(DATA LISTING Opens)
PR #1425, opened 2026-06-21
Fix #934: expand environment variables in include file paths

### LINKED ISSUE #934: Expand environment variables in include files
Expanding environment variables in various egs++ applications has been added a while ago, but what about for `include file` keys in egsinp files? It does not seem to be supported (as far as I can tell...) and looking at the source in `egs_input.cpp`, I have no idea where the call to `egsExpandPath()` should be placed.

Can someone add support for this, please?

mchamberland:
Fixes #934.

Applies `egsExpandPath()` when opening `include file` paths in `addContentFromFile()` and inline include-file handling, matching behaviour of other egs++ file-path inputs (e.g. spectrum files, beam sources).

After this change, paths such as `$EGS_HOME/egs_brachy/lib/geometry/my.geom` or `%HEN_HOUSE%/pegs4/data/521icru.pegs4dat` work in `include file` statements. Only the first environment variable is expanded; it must be followed by `/` or `\`.

Documentation added to PIRS-898 common input syntax (`common.doxy`).

Made with [Cursor](https://cursor.com)

### DIFF
--- a/HEN_HOUSE/doc/src/pirs898-egs++/common.doxy
+++ b/HEN_HOUSE/doc/src/pirs898-egs++/common.doxy
@@ -59,12 +59,14 @@ and variance reduction techniques vary between applications.
 
 <em>Tip 2: All distances are in units of cm, and energies in MeV.</em>
 
-\subsection common_includefile Include files
+\subsection common_includefile Include files and file paths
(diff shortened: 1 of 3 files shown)


mchamberland:
Follow-up commit: pegsless `material data file` and `density correction file` now call existing Fortran `replace_env()` (same mechanism as dosxyznrc/beamnrc spectrum paths). PIRS-898 docs updated.

mchamberland:
Commit d5a17de accidentally copied `get_media_inputs.mortran` (and an older `common.doxy`) from the CLRP fork onto `develop`, reverting newer pegsless media documentation and other develop-only changes. That was a packaging mistake, not intentional.

**Fixed:** force-pushed `0b5c4866` — only **+2 lines** in `get_media_inputs.mortran` (`call replace_env` for material data file and density correction file) and a **+1 sentence** in PIRS-898. All develop media-definition docs are preserved.

rtownson (approved):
(DATA LISTING Closes)
▶ WORK INSTRUCTION
The complete listing is to be repeated exactly.

▶ THE COMPLETED TASK
PR #1425, opened 2026-06-21
Fix #934: expand environment variables in include file paths

### LINKED ISSUE #934: Expand environment variables in include files
Expanding environment variables in various egs++ applications has been added a while ago, but what about for `include file` keys in egsinp files? It does not seem to be supported (as far as I can tell...) and looking at the source in `egs_input.cpp`, I have no idea where the call to `egsExpandPath()` should be placed.

Can someone add support for this, please?

mchamberland:
Fixes #934.

Applies `egsExpandPath()` when opening `include file` paths in `addContentFromFile()` and inline include-file handling, matching behaviour of other egs++ file-path inputs (e.g. spectrum files, beam sources).

After this change, paths such as `$EGS_HOME/egs_brachy/lib/geometry/my.geom` or `%HEN_HOUSE%/pegs4/data/521icru.pegs4dat` work in `include file` statements. Only the first environment variable is expanded; it must be followed by `/` or `\`.

Documentation added to PIRS-898 common input syntax (`common.doxy`).

Made with [Cursor](https://cursor.com)

### DIFF
--- a/HEN_HOUSE/doc/src/pirs898-egs++/common.doxy
+++ b/HEN_HOUSE/doc/src/pirs898-egs++/common.doxy
@@ -59,12 +59,14 @@ and variance reduction techniques vary between applications.
 
 <em>Tip 2: All distances are in units of cm, and energies in MeV.</em>
 
-\subsection common_includefile Include files
+\subsection common_includefile Include files and file paths
(diff shortened: 1 of 3 files shown)


mchamberland:
Follow-up commit: pegsless `material data file` and `density correction file` now call existing Fortran `replace_env()` (same mechanism as dosxyznrc/beamnrc spectrum paths). PIRS-898 docs updated.

mchamberland:
Commit d5a17de accidentally copied `get_media_inputs.mortran` (and an older `common.doxy`) from the CLRP fork onto `develop`, reverting newer pegsless media documentation and other develop-only changes. That was a packaging mistake, not intentional.

**Fixed:** force-pushed `0b5c4866` — only **+2 lines** in `get_media_inputs.mortran` (`call replace_env` for material data file and density correction file) and a **+1 sentence** in PIRS-898. All develop media-definition docs are preserved.

rtownson (approved):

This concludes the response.